- IATA: none; ICAO: KBUY; FAA LID: BUY;

Summary
- Airport type: Public
- Owner: Burlington–Alamance Airport Authority
- Serves: Burlington, North Carolina
- Elevation AMSL: 616 ft (188 m)
- Coordinates: 36°02′55″N 079°28′30″W﻿ / ﻿36.04861°N 79.47500°W

Map
- BUY Location of airport in North Carolina

Runways
| Direction | Length |  | Surface |
| ft | m |
| 6/24 | 6,405 | 1,952 | Asphalt |

Statistics (2011)
- Aircraft operations: 50,450is
- Based aircraft: 123
- Source: Federal Aviation Administration

= Burlington–Alamance Regional Airport =

Airport in North Carolina, United States

Burlington–Alamance Regional Airport is a public use airport in Alamance County, North Carolina, United States. It is located three nautical miles (6 km) southwest of the central business district of Burlington, North Carolina, and is owned by the Burlington–Alamance Airport Authority. This airport is included in the National Plan of Integrated Airport Systems for 2011–2015, which categorized it as a general aviation facility.

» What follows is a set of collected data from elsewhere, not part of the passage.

PR #6444, opened 2022-06-08
fix(org): make last arg of '+org--follow-search-string-a' optional

NightMachinery:
Fixes a regression that disabled org ID links.

-----

### DIFF
--- a/modules/lang/org/config.el
+++ b/modules/lang/org/config.el
@@ -552,7 +552,7 @@ relative to `org-directory', unless it is an absolute path."
   (+org-define-basic-link "doom-modules" 'doom-modules-dir)
 
   ;; TODO PR this upstream
-  (defadvice! +org--follow-search-string-a (fn link arg)
+  (defadvice! +org--follow-search-string-a (fn link &optional arg)
     "Support ::SEARCH syntax for id: links."
     :around #'org-id-open
     :around #'org-roam-id-open


jeetelongname:
Please add the org scope to the commit message in accordance [with the git conventions](https://discourse.doomemacs.org/t/git-conventions/2407)

jeetelongname:
```
fix(org): made the last arg of '+org--follow-search-string-a' optional
```

The point is not for git but for us, a clean git history is one that allows the project to work more efficently and using conventional commits allows us to auto generate change logs for modules allow people to see what is being touched (scope does not always correspond to module) and provide semantic meaning. it allows us to move fast orderly in a sense

hlissner:
> Fixes a regression that disabled org ID links.

Can you explain this? Neither `org-id-open` or `org-roam-id-open` have an optional second argument, so why would this change make any difference?

NightMachinery:
[**@hlissner**](https://github.com/hlissner) commented on [Jun 17, 2022, 9:59 PM GMT+4:30](https://github.com/doomemacs/doomemacs/pull/6444#issuecomment-1159094566 "2022-06-17T17:29:35Z - Replied by Github Reply Comments"):
> > Fixes a regression that disabled org ID links.
> 
> Can you explain this? Neither `org-id-open` or `org-roam-id-open` have an optional second argument, so why would this change make any difference?

They do in the latest versions:
```
org-id-open is a byte-compiled function defined in C source code.

Signature
(org-id-open ID _)
```

```
org-roam-id-open is a byte-compiled function defined in C source code.

Signature
(org-roam-id-open ID-OR-MARKER &optional STRICT)
```

NightMachinery:
@jeetelongname I amended the commit name.

hlissner:
> ```
> org-roam-id-open is a byte-compiled function defined in C source code.
> 
> Signature
> (org-roam-id-open ID-OR-MARKER &optional STRICT)
> ```

I'm confused. One, because it claims to be defined "in C source code" (which isn't true), and two, because I can't find this signature [in the org-roam repo](https://github.com/org-roam/org-roam/blob/main/org-roam-id.el#L66). Am I missing something?

> I don't understand what _ means in the signature of org-id-open.

It's a convention to indicate that an variable isn't used.

hlissner:
Oh! My bad. I found it [in v1](https://github.com/org-roam/org-roam-v1/blob/946a879a4a18756a0508afba1e0b0fe070c6a8b4/org-roam.el#L1140). Still odd about the C part, but I'm good to accept this in that case.

hlissner (approved):

aikrahguzar:
>  Still odd about the C part, but I'm good to accept this in that case.

Since, this has confused me in the past, this happens when the function is advised. I don't know why but in that case helpful will claim it is part of the C code. This is pretty annoying since it means that I can't find where a function is defined without removing advice or searching through all references which is slow.

Kind of related, if I eval a function definition using `g r a f` helpful will claim that it is a function without a source file while `eval-defun` handle it just fine and link to the correct source file.

hlissner:
Thanks for your help!

> Since, this has confused me in the past, this happens when the function is advised. I don't know why but in that case helpful will claim it is part of the C code.

@aikrahguzar Very strange. I cannot reproduce this. I'll look into this and see if it can be addressed (or at least reported).

> Kind of related, if I eval a function definition using g r a f helpful will claim that it is a function without a source file while eval-defun handle it just fine and link to the correct source file.

I just pushed [a fix for this](https://github.com/doomemacs/doomemacs/commit/6c5537b487b5854051c6a8e26eaf3ef01beca744).

aikrahguzar:
> @aikrahguzar Very strange. I cannot reproduce this. I'll look into this and see if it can be addressed (or at least reported).

I hadn't looked at the helpful repo before now but it seems like it is a known issue with advise to native compiled functions. See https://github.com/Wilfred/helpful/issues/277 and https://github.com/Wilfred/helpful/pull/295

> I just pushed [a fix for this](https://github.com/doomemacs/doomemacs/commit/6c5537b487b5854051c6a8e26eaf3ef01beca744).

Thanks a lot!

PR #6519, opened 2022-06-29
fix(macos): void-variable newwindow? error

acristoffers:
The symbol `newwindow?` in 39 should be a macro's symbol, not a function's one.
This fixes a bug introduced by #6318.


hlissner (approved):

hlissner:

PR #6535, opened 2022-07-05
fix: strip './' from projectile file list produced by fd

### LINKED ISSUE #1: Just wanted to say something.
Hi Henrik, 

Just only saying that I found your .emacs-configuration very inspirational, next to [this one](http://doc.rix.si/org/fsem.html).

However, I noticed you don't use the server-feature of Emacs. You should definitely give it a try (on Windows it works fine too), it's so convenient. And I've just started reading a few random sections of your config, there's already so many cool snippets I'm definitely studying/stealing.

Thanks for the inspiration, it's appreciated!

### LINKED ISSUE #6504: Projectile ignored directories does not work on Mac

This configuration:
```
(after! projectile
  (add-to-list 'projectile-globally-ignored-directories '"vendor"))
```
is used to globally ignore `vendor` folders in every projects.

### What actually happened?

This works as expected on my machine Linux, but not in Mac OS.

The `projectile-globally-ignored-directories` is correctly set with `"vendor"` appended at the beginning of the list on both OS.

1. Ran `projectile-invalidate-cache`
2. Reinstall `.emacs.d` to make sure there is no cache whatsoever
3. Made sure to have `rg` and ran `doom env` and `doom sync`

### Steps to reproduce

1. Add `(after! projectile
  (add-to-list 'projectile-globally-ignored-directories '"vendor"))` to your config

2. Create project directory, with a `vendor` directory and a `test` file inside it.
3. Start Emacs, go to the project root
4. `SPC SPC` shows the `vendor/test` file in it's search result 

### System Information

https://pastebin.com/UgWhgSfK

acristoffers:
The referenced commit incorporates https://github.com/bbatsov/projectile/pull/1784 to fix #6504.

-----

### DIFF
--- a/core/core-projects.el
+++ b/core/core-projects.el
@@ -174,7 +174,7 @@ And if it's a function, evaluate it."
                          (cl-find-if (doom-rpartial #'executable-find t)
                                      (list "fdfind" "fd"))
                        doom-projectile-fd-binary))
-              (concat (format "%s . -0 -H --color=never --type file --type symlink --follow --exclude .git"
+              (concat (format "%s . -0 -H --color=never --type file --type symlink --follow --exclude .git --strip-cwd-prefix"
                               bin)
                       (if IS-WINDOWS " --path-separator=/"))))
            ;; Otherwise, resort to ripgrep, which is also faster than find


hlissner (changes requested):
Bumping projectile won't actually fix the issue because Doom has [its own default for projectile-generic-command](https://github.com/doomemacs/doomemacs/blob/master/core/core-projects.el#L166-L184).

Would you mind rebasing this by replacing your bump commit with a bugfix that adds `--strip-cwd-prefix` to [this line?](https://github.com/doomemacs/doomemacs/blob/master/core/core-projects.el#L177)

Also, please change the commit message to the following (to conform to [our commit conventions](https://discourse.doomemacs.org/t/git-conventions/2407)):

```
fix: strip './' from projectile file list produced by fd

Fix: #6504
```

Side note: I'd rather it be a bugfix than a bump because I have a larger bump commit in the pipeline that would render this bump redundant.

acristoffers:
When squashing with GitHub Desktop App I have two fields for a commit message, so I split your message into two, hoping that GitHub actually merges them into one -m option. Is that correct or do I have to amend the commit message?

hlissner (approved):

hlissner:
> Is that correct or do I have to amend the commit message?

It seems to be correct. Thanks for your help!

PR #6543, opened 2022-07-07
feat(default): bind 'SPC b I' to open ibuffer for workspace

teeann:
As `SPC b i` is already bound to `ibuffer`, this new binding is really convenient and consistent with Doom's current default binding.

### DIFF
--- a/modules/config/default/+evil-bindings.el
+++ b/modules/config/default/+evil-bindings.el
@@ -349,7 +349,8 @@
        :desc "Next buffer"                 "]"   #'next-buffer
        (:when (featurep! :ui workspaces)
         :desc "Switch workspace buffer" "b" #'persp-switch-to-buffer
-        :desc "Switch buffer"           "B" #'switch-to-buffer)
+        :desc "Switch buffer"           "B" #'switch-to-buffer
+        :desc "ibuffer workspace"       "i" #'+ibuffer/open-for-current-workspace)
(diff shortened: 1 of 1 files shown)


modules/config/default/+evil-bindings.el
```diff
@@ -349,7 +349,8 @@
        :desc "Next buffer"                 "]"   #'next-buffer
        (:when (featurep! :ui workspaces)
         :desc "Switch workspace buffer" "b" #'persp-switch-to-buffer
-        :desc "Switch buffer"           "B" #'switch-to-buffer)
+        :desc "Switch buffer"           "B" #'switch-to-buffer
+        :desc "ibuffer workspace"       "i" #'+ibuffer/open-for-current-workspace)
```
hlissner, line 353: This binds `+ibuffer/open-for-current-workspace` to `i` (lowercase). I think you meant to bind it to `I` (uppercase). If not, then the later `i` keybinding (to `ibuffer`) will always override this. If so, please change it.

hlissner (changes requested):

modules/config/default/+evil-bindings.el
teeann: Yes, I've fixed the typo binding as you mentioned

hlissner (approved):

hlissner:
Thanks for your help!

Although most U.S. airports use the same three-letter location identifier for the FAA and IATA, this airport is assigned BUY by the FAA but has no designation from the IATA (which assigned BUY to Bunbury Airport in Bunbury, Western Australia, Australia). The airport's ICAO identifier is KBUY.

Burlington–Alamance is a small airport, serving small planes like Cessnas and rebuilt Mustangs. It also has a pilot training school. There is no charge for landing or taking off at the airport; it makes money through the sale of fuel and hangar space.

== History ==
On September 18, 2008, it was announced that the one runway at Burlington–Alamance, runway 6/24, would be extended from 5,000 feet to 6,400 feet. The main reason for the runway extension was to connect the airport to the new Honda Aero headquarters and manufacturing plant. Construction was completed in 2012.

== Facilities and aircraft ==
Burlington–Alamance Regional Airport covers an area of 500 acres (202 ha) at an elevation of 616 feet (188 m) above mean sea level. It has one runway designated 6/24 with an asphalt surface measuring 6,405 by 99 feet.

For the 12-month period ending August 5, 2011, the airport had 50,450 aircraft operations, an average of 138 per day: 97% general aviation, 2% air taxi, and 1% military.
At that time there were 123 aircraft based at this airport: 81% single-engine, 15% multi-engine, 4% jet, and 1% helicopter.